It's also a convenient excuse.


----------



## farmrbrown (Jun 25, 2012)

Bearfootfarm said:


> I have ID.
> Why would you assume otherwise?


Some of us were taught what happens when we assume...............


> It's not, so all you're *rambling* about the Constitution is just that.


LMAO.
Neither are children, pets, laptops, cellphones, Bic lighters or shampoo.
Even though luggage WAS around in 1787, I don't believe it was ever mentioned in the constitution.

What was that advice you gave not long ago?
Something about when to stop digging?


----------



## wdcutrsdaughter (Dec 9, 2012)

Good thing I don't want to fly anywhere, ever, since the state where I live is on the list. Good thing I don't have a job that involves flying. I love having things to be thankful for.

Our state government is currently shut down so I imagine that will stall the process here even more.


----------



## Bellyman (Jul 6, 2013)

I have family in PA, a non-compliant state. The solution they've found is getting a passport, which they've done.

I suspect there will be enough uproar that something will get done to fix the problem. Can't upset the masses too much or they'll do start doing stuff like recalling elected officials and stuff, can't have that.


----------



## Lisa in WA (Oct 11, 2004)

Bellyman said:


> I have family in PA, a non-compliant state. The solution they've found is getting a passport, which they've done.
> 
> I suspect there will be enough uproar that something will get done to fix the problem. Can't upset the masses too much or they'll do start doing stuff like recalling elected officials and stuff, can't have that.


My state is non compliant as well. We have passports and better yet, passport cards that fit in our wallets. You can only use the cards to get into Canada and Mexico I believe...we'll be in Canada next week. Big pain in the neck ...not getting into Canada..getting back into the US.


----------



## Bellyman (Jul 6, 2013)

Lisa in WA said:


> My state is non compliant as well. We have passports and better yet, passport cards that fit in our wallets. You can only use the cards to get into Canada and Mexico I believe...we'll be in Canada next week. Big pain in the neck ...not getting into Canada..getting back into the US.


I have wondered why it's such a pain to get back into the US from Canada. I have done that a few times. Going from the US to Canada, no problem. Getting back, big pain in the posterior. I don't live close enough to travel across the border often but I pity those who have to.


----------



## Lisa in WA (Oct 11, 2004)

Bellyman said:


> I have wondered why it's such a pain to get back into the US from Canada. I have done that a few times. Going from the US to Canada, no problem. Getting back, big pain in the posterior. I don't live close enough to travel across the border often but I pity those who have to.
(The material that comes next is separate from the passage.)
PR #3540, opened 2026-05-09
fix(datasets): allow lookahead=0 in Backtrackable iterator

jashshah999:
## Summary

The `Backtrackable` class has a default parameter `lookahead=0` but the validation on line 95 rejects `<= 0`, making it impossible to construct with the default value. The initialization at line 100 already handles `lookahead=0` correctly (creates an unbounded deque).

They (the US officials) are almost always rude and behave like they're super impressed with their power. At least going into BC, that's not the case. 
I'm assuming it will be worse this time because we are driving an RV.


----------



## Bearfootfarm (Jul 13, 2006)

Lisa in WA said:


> I'm assuming it will be worse this time because we are driving an RV.


Maybe you look like a troublemaker?


----------



## Lisa in WA (Oct 11, 2004)

Bearfootfarm said:


> Maybe you look like a troublemaker?


No sir. I make sure my halo is polished and my wings aren't shedding white feathers.


----------



## Bearfootfarm (Jul 13, 2006)

Lisa in WA said:


> I make sure my halo is polished and my wings aren't shedding white feathers.
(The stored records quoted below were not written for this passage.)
PR #3542, opened 2026-05-09
fix(datasets): close file handle on VideoDecoder init failure in cache

jashshah999:
## Summary

In `VideoDecoderCache.get()`, if `VideoDecoder()` raises during initialization (e.g., corrupted video file, unsupported codec), the fsspec file handle opened via `__enter__()` is never closed, causing a resource leak.

Added try/except to close the handle before re-raising.

## Test plan

- [x] Normal path unchanged (decoder succeeds, handle stored in cache)
- [ ] Exception path: handle is closed before propagating the error


CarolinePascal (approved):
Good catch, thank you !

PR #3543, opened 2026-05-09
fix(rl): guard against RuntimeError from duplicate set_start_method calls

jashshah999:
## Summary

The RL actor and learner previously called `mp.set_start_method("spawn")` directly. That raises `RuntimeError` when the start method was already set by pytest, Jupyter, another library, or an earlier entrypoint invocation.

This PR now:

- Adds a shared `ensure_multiprocessing_start_method()` helper used by both actor and learner.
- Keeps `"spawn"` as the safe default for process-based RL concurrency.
- Makes the method configurable through `policy.concurrency.multiprocessing_context`.
- Allows `null` to preserve Python's platform default or a method selected by the embedding application.
- Treats an existing matching method as an idempotent no-op.
- Raises a clear error when an incompatible method is already active instead of silently running with the wrong context.
- Validates that the requested method is available on the current platform.

Thread-based actor or learner configurations do not change multiprocessing state.

## Configuration

```bash
# Safe default
--policy.concurrency.multiprocessing_context=spawn

# Preserve Python's existing/platform default
--policy.concurrency.multiprocessing_context=null
```

POSIX users may also explicitly select `fork` or `forkserver` when supported.

## Test plan

- [x] Unset method is initialized to the configured method.
- [x] Existing matching method is accepted.
- [x] Existing conflicting method raises a clear error.
- [x] `null` leaves global multiprocessing state untouched.
- [x] Unsupported platform methods are rejected.
- [x] Process helper and Gaussian actor config tests pass.
- [x] Actor and actor-learner integration tests pass.
- [x] File-scoped pre-commit checks pass.
- [ ] Full repository test suite passes.


imstevenpmwork:
Fixed in https://github.com/huggingface/lerobot/pull/4140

It's the eyes that give you away.


----------



## Lisa in WA (Oct 11, 2004)

Bearfootfarm said:


> It's the eyes that give you away.


It's the laser beams that shoot out of them that do it.


----------



## Bearfootfarm (Jul 13, 2006)

Lisa in WA said:


> It's the laser beams that shoot out of them that do it.


I knew it was something like that.


----------



## melli (May 7, 2016)

Lisa in WA said:


> It's the laser beams that shoot out of them that do it.
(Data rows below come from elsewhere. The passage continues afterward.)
PR #3514, opened 2026-05-05
Fix: apply rename_map on fresh-built processor pipelines (complete)

wadeKeith:
## Fix: apply rename_map on fresh-built processor pipelines (complete fix)

This supersedes #3512 and addresses all Copilot review comments:

### Changes

**1. `lerobot_train.py`** — Rename stats alongside observation keys
When `rename_map` is provided in the fresh-build path, call `rename_stats()` on `dataset.meta.stats` before passing to `make_pre_post_processors`. This ensures `NormalizerProcessorStep` can locate stats for renamed keys.

**2. `factory.py` — Backward-compat for third-party plugin factories**
`_make_processors_from_policy_config()` now inspects the signature of the dynamically-imported factory function. If `rename_map` is not in its parameters, it falls back to calling with only `(config, dataset_stats)` — no breaking change for plugins.

**3. `factory.py` — Document `ProcessorConfigKwargs.rename_map`**
Updated the TypedDict docstring to mention `rename_map` and explain its interaction with `dataset_stats`.

### Previous fixes (included from #3511 and #3512)
- `rename_map` forwarded to `make_pi0/pi05/smolvla/xvla_pre_post_processors()`
- `rename_map` forwarded to `_make_processors_from_policy_config()`
- All 5 processor factories use `rename_map` in `RenameObservationsProcessorStep`

### Related
- Fixes #3425
- Builds on #3511
- Supersedes #3512

PR #3545, opened 2026-05-09
feat(policies): add EVO1 policy

JAVAdcc:
## Title

feat(policies): add EVO1 policy

## Summary / Motivation

This PR adds an EVO1 policy integration to LeRobot. EVO1 uses an InternVL3 vision-language backbone with a continuous flow-matching action head for robot-control action chunks. The implementation is ported from `MINT-SJTU/Evo-1` branch `evo1-lerobot` at `fb177e4add5c7d803715be3af721fb08b1fb3f0f`, adapted to the current LeRobot policy layout and optional-dependency conventions.

## Related issues

- Fixes / Closes: N/A
- Related: N/A

## What changed

- Added `policy.type=evo1` with `Evo1Config`, `EVO1Policy`, InternVL3 embedding, flow-matching action head, and pre/post processors.
- Registered EVO1 in the LeRobot policy factory and top-level policy exports.
- Added a `lerobot[evo1]` optional extra for the transformer dependency.
- Added EVO1 documentation and toctree entry.
- Added EVO1 policy smoke tests covering factory registration, stage defaults, finetune config consistency, policy forward/inference with a dummy backbone, `chunk_size=1` action masks, and dict-config flow-head state encoding.

- Local:
  - `ruff check src/lerobot/policies/evo1 tests/policies/evo1/test_evo1.py src/lerobot/policies/factory.py src/lerobot/policies/__init__.py`
  - `ruff format --check src/lerobot/policies/evo1 tests/policies/evo1/test_evo1.py src/lerobot/policies/factory.py src/lerobot/policies/__init__.py`
  - `python -m compileall -q src/lerobot/policies/evo1 tests/policies/evo1`
  - `pre-commit run --files <changed files>`
- A800 validation environment: Python 3.12.13, torch 2.10.0+cu128, transformers 5.3.0, torchvision 0.25.0+cu128.
  - `python -m compileall -q src/lerobot/policies/evo1 tests/policies/evo1`
  - `python -m ruff check src/lerobot/policies/evo1 tests/policies/evo1/test_evo1.py src/lerobot/policies/factory.py src/lerobot/policies/__init__.py`
  - `python -m ruff format --check src/lerobot/policies/evo1 tests/policies/evo1/test_evo1.py src/lerobot/policies/factory.py src/lerobot/policies/__init__.py`
  - `python -m pytest -q tests/policies/evo1/test_evo1.py` -> 5 passed
  - `python -m pytest -q tests/policies/eo1/test_eo1.py tests/policies/evo1/test_evo1.py` -> 7 passed
  - Manual factory/preprocessor smoke for `policy.type=evo1`

### Local pytest scope

Ran `pytest tests/policies tests/processor` (covers all policy registrations, the processor framework, and the new EVO1 tests) on the same A800 environment:

- **727 passed, 30 failed, 23 errored, 29 skipped, 1h41m**
- All EVO1 tests (5/5) and the adjacent EO1 tests (2/2) pass.
- Every failure/error reproduces on this host because it has no outbound network to `huggingface.co` (`httpx.ConnectError`, `LocalEntryNotFoundError`, `OSError: Can't load 'openai/clip-vit-base-patch16'` / `google/paligemma-3b-pt-224` / `HuggingFaceTB/SmolVLM2-...`) or because of a local `torch._inductor` gcc/triton compile failure (the SAC test family). None of the failing tests touch EVO1 or the policy factory paths modified in this PR.

Full pytest will be the responsibility of upstream CI; flagging here that this is not a "green-on-our-machine, please ignore CI" situation — it's a "we can't easily reach HF Hub from the validation host."

- [x] Linting/formatting run (`pre-commit run --files <changed files>`)
- [x] All tests pass locally (`pytest`) — see "Local pytest scope" above
- [x] Documentation updated
- [x] CI is green
- [x] Community Review: reviewed #3514 — https://github.com/huggingface/lerobot/pull/3514#pullrequestreview-4257864162

## Reviewer notes

- This is a draft PR to get maintainer feedback on whether EVO1 should live in-tree and what naming/API scope is preferred.
- The tests intentionally use a dummy EVO1 backbone to keep CI lightweight and avoid downloading InternVL3 remote-code weights.
- Not yet covered by CI: real InternVL3 loading, real checkpoint save/load with the remote-code backbone, full training throughput, and full numerical parity against the original EVO1 repository.
- The runtime policy files were compared against `MINT-SJTU/Evo-1` `origin/evo1-lerobot@fb177e4`; differences are limited to LeRobot upstream adaptation, optional dependency lazy loading, headers/future annotations, and one dict-config flow-head fix covered by tests.


JAVAdcc:
Hi maintainers — heads-up that this PR is ready for CI. The five workflows on this commit (Fast Tests, Quality, Security, Documentation, Benchmark Integration Tests) are currently sitting in `action_required` because I'm a first-time contributor; could one of you click "Approve and run" so they execute? Local checks pass (pre-commit, ruff, EVO1 + EO1 unit tests on A800). I'll flip to Ready for Review next. Thanks!

JAVAdcc:
Thanks Copilot for the review — quick note on each:

**#2 — `_collect_image_batches` batch-size for unbatched (C, H, W)** — fixed in 48269ddd. `batch_size` is now read after per-camera tensors are normalized to `(B, C, H, W)`, and a `test_collect_image_batches_handles_unbatched_chw` regression test is added so this can't silently come back.

**#1 + #3 — `DeviceProcessorStep` moves images to GPU but `_collect_image_batches` / `InternVL3Embedder._preprocess_single_image` immediately copy them back to CPU** — agreed this is wasteful. The reason it's CPU is structural: InternVL3's image preprocessing uses `dynamic_preprocess` (the official "best-aspect-ratio + tile" algorithm), which operates on `PIL.Image` and therefore requires CPU. So the round-trip can be eliminated only by either (a) keeping images CPU through the input-side pipeline (per-key device routing in `DeviceProcessorStep`, or skipping it for `OBS_IMAGES.*`), or (b) reimplementing `dynamic_preprocess` in a GPU-friendly form. (a) seems doable but cuts across the processor framework rather than EVO1; (b) is a larger redesign. Both feel like follow-up territory rather than this PR — happy to file an issue if maintainers prefer.

**#4 — `assert self.horizon == horizon` in `MultiEmbodimentActionEncoder.forward`** — agreed `assert` is wrong shape for input validation (Python `-O` strips it). It exists in the source branch this PR ports from, so I left it as-is to keep the diff against the source minimal, but I'm happy to convert it to a `raise ValueError` in this PR if you'd prefer not to defer.

Just to be transparent: #1, #3 and #4 already exist verbatim in `MINT-SJTU/Evo-1@evo1-lerobot` (the source branch). I'm flagging them as known follow-ups rather than churn the port further unless maintainers specifically want them in this PR.

imstevenpmwork:
CI Full Test run: https://github.com/huggingface/lerobot/actions/runs/25632460152

JAVAdcc:
Hi, quick update on the checkpoint and benchmarks.

For the checkpoint: training on the dataset you provided has finished, and the checkpoint is now available here:

https://huggingface.co/javadcc/evo1-super-poulain-stage2-flashattn-080000

Please note that FlashAttention must be installed/enabled for inference.

For benchmarks: the original Evo-1 repository has evaluated LIBERO, MetaWorld, and RoboTwin with strong results. The paper includes detailed explanations:

https://arxiv.org/abs/2511.04555

The relevant LIBERO and MetaWorld weights are also provided in the Evo-1 repository:

https://github.com/MINT-SJTU/Evo-1

After porting Evo-1 to LeRobot, these results remain reusable. In particular, I converted the Evo-1 LIBERO weights to Hugging Face/LeRobot format and evaluated LIBERO in this PR, achieving the same behavior as the original Evo-1 codebase. More details are available here:

https://huggingface.co/javadcc/evo1-libero-lerobot

We are continuing to improve this PR and will keep updating it.

JAVAdcc:
Friendly ping, we're ready to subject to review.

src/lerobot/envs/configs.py
```diff
@@ -436,10 +441,13 @@ def create_envs(self, n_envs: int, use_async_envs: bool = False):
...
-    def get_env_processors(self):
+    def get_env_processors(self, policy_cfg: Any | None = None):
+        max_state_dim = getattr(policy_cfg, "max_state_dim", None) if getattr(policy_cfg, "type", None) == "evo1" else None
+        action_feature = self.features.get(ACTION)
+        action_dim = int(action_feature.shape[0]) if action_feature is not None else 7
         return (
-            PolicyProcessorPipeline(steps=[LiberoProcessorStep()]),
-            PolicyProcessorPipeline(steps=[]),
+            PolicyProcessorPipeline(steps=[LiberoProcessorStep(max_state_dim=max_state_dim)]),
+            PolicyProcessorPipeline(steps=[LiberoActionProcessorStep(action_dim=action_dim)]),
```
imstevenpmwork: I wonder why do we need changes in the `src/lerobot/envs` directory for a policy addition. If this is a suggested fix, then it would be better to open a separate PR for it 😄

src/lerobot/processor/env_processor.py
```diff
@@ -153,6 +167,32 @@ def _quat2axisangle(self, quat: torch.Tensor) -> torch.Tensor:
         return result
 
 
+@dataclass
+@ProcessorStepRegistry.register(name="libero_action_processor")
+class LiberoActionProcessorStep(ActionProcessorStep):
```
imstevenpmwork: hmm same in here. what is the motivation behind these changes ?

src/lerobot/policies/evo1/evo1_model.py
```diff
@@ -0,0 +1,234 @@
...
+
+from collections.abc import Sequence
+from typing import Any
+
+import torch
+import torch.nn as nn
+from PIL import Image
+
+from lerobot.policies.evo1.flow_matching import FlowmatchingActionHead
+from lerobot.policies.evo1.internvl3_embedder import InternVL3Embedder
```
imstevenpmwork: We should prioritize the use of local imports for files within the same module

pyproject.toml
```diff
@@ -195,6 +195,7 @@ groot = [
 sarm = ["lerobot[transformers-dep]", "pydantic>=2.0.0,<3.0.0", "faker>=33.0.0,<35.0.0", "lerobot[matplotlib-dep]", "lerobot[qwen-vl-utils-dep]"]
 xvla = ["lerobot[transformers-dep]"]
 eo1 = ["lerobot[transformers-dep]", "lerobot[qwen-vl-utils-dep]"]
+evo1 = ["lerobot[transformers-dep]", "timm>=1.0.0,<1.1.0"]
```
imstevenpmwork: it seems this would make `timm` repeated in the pyproject.toml. It would be cool if we can centralize it following the `lerobot[timm-dep]` pattern.

pyproject.toml
```diff
@@ -348,6 +350,7 @@ ignore = [
 # E402: conditional-import guards (TYPE_CHECKING / is_package_available) must precede the imports they protect
 "src/lerobot/scripts/convert_dataset_v21_to_v30.py" = ["E402"]
 "src/lerobot/policies/wall_x/**" = ["N801", "N812", "SIM102", "SIM108", "SIM210", "SIM211", "B006", "B007", "SIM118"] # Supprese these as they are coming from original Qwen2_5_vl code TODO(pepijn): refactor original
+"src/lerobot/policies/evo1/**" = ["N801", "N812"]
```
imstevenpmwork: we should try to avoid style exceptions as much as possible, as we're not copying the implementation from somewhere else, I think it would make sense to remove this and solve the style format

imstevenpmwork:
Hello @JAVAdcc 

Thanks for the contribution and for pushing this through! Really excited to have this one in 😄 

First I will leave here the results of the CI as it currently stands, but in order to have them reported in the PR, we would need to first solve the conflicts:
* Style: https://github.com/huggingface/lerobot/actions/runs/27359463763
* Fast Tests: https://github.com/huggingface/lerobot/actions/runs/27359391425
* Full Tests: https://github.com/huggingface/lerobot/actions/runs/27359422913

In addition to the comments I left above, I got the following review from my AI, feel free to ignore the comments that you might not find relevant:

# Review of PR #3545 — EVO1 policy

A new ~2.6k-line policy port. Below are the findings I'd want addressed before merge, grouped by severity.

## 🟥 Major

**1. `image_resolution` config is silently ignored.**
`_build_model_config` (`src/lerobot/policies/evo1/modeling_evo1.py:82-109`) doesn't pass `image_size`/`image_resolution`, so `EVO1.__init__` (`src/lerobot/policies/evo1/evo1_model.py:41-44`) falls back to `image_size=448` regardless of what the user sets. Verified:

```
config.image_resolution=(224, 224)
model_config['image_size'] is None  → embedder uses default 448
```

Either remove `image_resolution` from `Evo1Config` (and document that 448 is fixed by the InternVL3 backbone), or wire `"image_size": int(config.image_resolution[0])` into `_build_model_config`. Today the option is a foot-gun: setting it only affects `empty_cameras` feature shapes, never the actual encoder input.

## 🟧 Medium

**2. Leaky abstraction in `LiberoEnv.get_env_processors`.**
`src/lerobot/envs/configs.py:445` hardcodes `policy_cfg.type == "evo1"` to decide state padding. Any future policy that also needs padded LIBERO state will have to be added to this conditional. Cleaner: check for `getattr(policy_cfg, "max_state_dim", None)` directly (works for any policy that opts into padding) or add a small protocol/duck-typed interface.

**3. PR scope is mixed.**
The title says "add EVO1 policy" but the diff also (a) widens `EnvConfig.get_env_processors` signature, (b) adds `LiberoActionProcessorStep` + modifies `LiberoProcessorStep` defaults, (c) reshapes the LIBERO postprocessor pipeline for *all* policies (action slicing is now applied even for ACT/PI0/diffusion on LIBERO). Suggest splitting the env/processor refactor into its own PR — it's a behavioral change on a shared codepath that deserves its own review and history entry.

**4. Global state mutation for gradient checkpointing.**
`_patch_vision_encoder_checkpointing` (`src/lerobot/policies/evo1/internvl3_embedder.py:48-70`) replaces `torch.utils.checkpoint.checkpoint` globally during the vision encoder forward. Not thread-safe (any concurrent forward in another module under the same process sees the patched function) and casts a wider net than intended (every `checkpoint(...)` call reached during the forward gets `use_reentrant` injected). Same shape of concern, lower blast radius, applies to `_internvl_transformers5_load_compatibility`. Add a comment about the constraint, or, better, monkey-patch only the bound `encoder._gradient_checkpointing_func` if the InternVL3 remote code exposes one.

**5. `from_pretrained` silently disables strict load for stage2.**
`src/lerobot/policies/evo1/modeling_evo1.py:66-67`: `strict = not (config and training_stage == "stage2")`. Architecture is identical between stages, so strict=True should work. Relaxing strict can hide genuine state-dict bugs when transitioning from stage1 → stage2 checkpoints. Either keep strict=True with a clear error path, or document why this is needed (e.g., specific missing keys you've seen).

## 🟨 Minor

**6. Dead code:** `EVO1.run_inference` (`src/lerobot/policies/evo1/evo1_model.py:166-195`) is never called from anywhere in the policy path — leftover from the upstream port. Delete or wire through.

**7. `apply_training_stage_defaults=True` overrides explicit user flags without warning.** A user who manually passes `finetune_vlm=False` for stage2 gets it silently flipped to `True`. Worth a `logger.warning(...)` when an explicit non-default flag is being overridden.

**8. `assert` in hot path.** `src/lerobot/policies/evo1/flow_matching.py:132` (`assert self.horizon == horizon`) — gets stripped under `python -O`. Use `raise ValueError`.

**9. Lossy image conversion path.** `_preprocess_single_image` does `tensor → PIL (uint8) → tensor[bfloat16]` (`src/lerobot/policies/evo1/internvl3_embedder.py:281-292`). If batches arrive as float in [0,1] (the LeRobot default), they're quantized to uint8 then back. Likely required to match upstream EVO1 numerics — please add a one-line comment confirming that's intentional, since otherwise it reads like a bug.

**10. Stage1 toggles `embedder.train()/eval()` on every forward.** `_compute_fused_tokens` (`src/lerobot/policies/evo1/modeling_evo1.py:353-368`). Functionally correct, but fragile — set `embedder.eval()` once at construction when `not _tracks_vlm_gradients`, then keep it there.

**11. `enable_input_require_grads()` is called for stage1 too** (`src/lerobot/policies/evo1/internvl3_embedder.py:271-272`). Wasteful when the embedder will be wrapped in `torch.no_grad()` anyway. Gate on `enable_gradient_checkpointing AND trainable`.

**12. Symlink in `src/`.** `src/lerobot/policies/evo1/README.md` is a symlink to `docs/source/policy_evo1_README.md`. Symlinks in `src/` can be problematic when shipping wheels / on Windows. Other policies inline. Confirm the wheel build works (or just replace with a direct copy).

**13. Test mocks the entire backbone.** The `DummyEVO1` mock is fine for what it tests, but acknowledge in the PR (already done) that it cannot catch wiring bugs like #1 above. Consider adding at least one test that exercises `_build_model_config` end-to-end with a mock-replaced-but-real `InternVL3Embedder` constructor to verify all config knobs propagate.

## ✅ What's solid

- Stage1/stage2 gradient gating is carefully designed and well tested (`tests/policies/evo1/test_evo1.py:212` `test_stage1_frozen_vlm_embeddings...`, `tests/policies/evo1/test_evo1.py:226` `test_stage2_vlm_embeddings...`).
- Backward-compat for `get_env_processors(self)` legacy override via `inspect.signature` in `src/lerobot/envs/factory.py:57-63` is correct; the test added at `tests/envs/test_dispatch.py:67-86` covers it.
- Flow-matching forward/inference math (linear interpolation, velocity target = `actions_gt - noise`, Euler integration) is correct, including masked dims.
- Config validation (`__post_init__`, `validate_features`) is thorough.
- Lazy / guarded imports for `transformers` via `require_package("transformers", extra="evo1")` follow the project convention.

## Suggested next steps

1. Fix # 1 (one-line change).
2. Decide on the env/processor refactor — keep it here with # 2 addressed, or split out.
3. Address # 5, # 8, # 6, # 12 (small).
4. Land # 4 and # 10 as polish in a follow-up if you'd rather keep this PR tight.

JAVAdcc:
thanks for review, I'll check these details in time

JAVAdcc:
Thanks for the detailed review. I updated the EVO1 processor boundary so LIBERO env processing stays policy-agnostic, while EVO1-specific state/action padding and action crop/gripper handling now live in the EVO1 policy processors.

Concretely, the policy preprocessor pads state/action features and stats to EVO1's internal max dimensions before normalization, preserves `action_mask` for padded training actions, and the policy postprocessor now unnormalizes full-size EVO1 actions before cropping/binarizing them for LIBERO. I also restored strict loading and updated the eval docs with `use_flash_attn=true`, `n_action_steps=14`, and the EVO1 action postprocessing flags.

Validation:
- `ruff check` on the changed Python files passed.
- `git diff --check` passed.
- On H200: `python -m pytest -q tests/policies/evo1/test_evo1.py tests/envs/test_dispatch.py` passed (`23 passed`).
- On H200: LIBERO object `task_id=0`, flash-attn enabled, `n_action_steps=14`, `batch_size=1`, 10 episodes achieved 10/10 success (`pc_success=100.0`).

JAVAdcc:
friendly ping😄，we're ready for review

nepyope:
Hey! I pushed some changes to this branch, specifically targeting the use of `trust_remote_code` (we use OpenGVLab/InternVL3-1B-hf instead of OpenGVLab/InternVL3-1B) and the manual extract_feature + _prepare_and_fuse_embeddings with model.forward(...output_hidden_states=True) which was unnecessary, along with some minor stuff like the readme living in /docs etc. With these changes we replicated stage1 https://wandb.ai/tino/lerobot/runs/hfp7emey?nw=nwusertino and are currently replicating stage2.

imstevenpmwork:
Superseded by: https://github.com/huggingface/lerobot/pull/3908
(Will add you all as co-authors)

Coming to my neck of the woods...hmmm...always nice up here this time of year. Probably get campfire bans soon though...things are drying out. 
Have to agree with you customs/border officers....one side are like 'Greeters' while the other side are like 'Interrogators'. 

I even had an American guard tell me it was 'too late', and to go home! LOL. This at a 24/7 crossing (Peace Arch Crossing). 
I was of the age of majority, but he was like acting like a father scolding his son to go home. Surreal. 
Another time, I had an American guard wave his pistol like an extension of his finger to get me to walk back to building. I walked across, and after banging on doors, nobody answered, so I figured all was good (foolish me), so I walked on. Got about 100ft past booths and guard shouts at me to come back, using his gun as a wand. Naturally, I complied. I lived near border and couldn't find a ride to a party on American side. Nowadays, I'm sure I would have been shot.


----------



## AmericanStand (Jul 29, 2014)

Bearfootfarm said:


> I have ID.
> Why would you assume otherwise ?


 Well apparently TSA victims from nine states no longer be able to travel. 

Let's work on reading comprehension a moment. When some one asks you a question they are not assuming. 
So in reply to your question the answer would be,
Beats me.


----------



## Lisa in WA (Oct 11, 2004)

melli said:


> Coming to my neck of the woods...hmmm...always nice up here this time of year. Probably get campfire bans soon though...things are drying out.
> Have to agree with you customs/border officers....one side are like 'Greeters' while the other side are like 'Interrogators'.
> 
> I even had an American guard tell me it was 'too late', and to go home! LOL. This at a 24/7 crossing (Peace Arch Crossing).
> ...


 Well, your country but probably closer to me than to you. Radium Hot Springs.
Yeah, I don't know why the US guards have to be such jerks but even at the more remote crossings they seem to be. I had one lecture me because my drivers license was due to expire back when you could use a license to cross. We both have Nexus cards now so it's a bit easier.


----------



## Lisa in WA (Oct 11, 2004)

melli said:


> Coming to my neck of the woods...hmmm...always nice up here this time of year. Probably get campfire bans soon though...things are drying out.
> Have to agree with you customs/border officers....one side are like 'Greeters' while the other side are like 'Interrogators'.
> 
> I even had an American guard tell me it was 'too late', and to go home! LOL. This at a 24/7 crossing (Peace Arch Crossing).
> ...


Yuck...just read that in might be in the 90's F there. I thought there was a Canada should always be cool. Just the word Canada sounds cool ....and then you go to a place like Osoyoos and that blasts that notion all to heck.


----------



## melli (May 7, 2016)

Lisa in WA said:


> Yuck...just read that in might be in the 90's F there. I thought there was a Canada should always be cool. Just the word Canada sounds cool ....and then you go to a place like Osoyoos and that blasts that notion all to heck.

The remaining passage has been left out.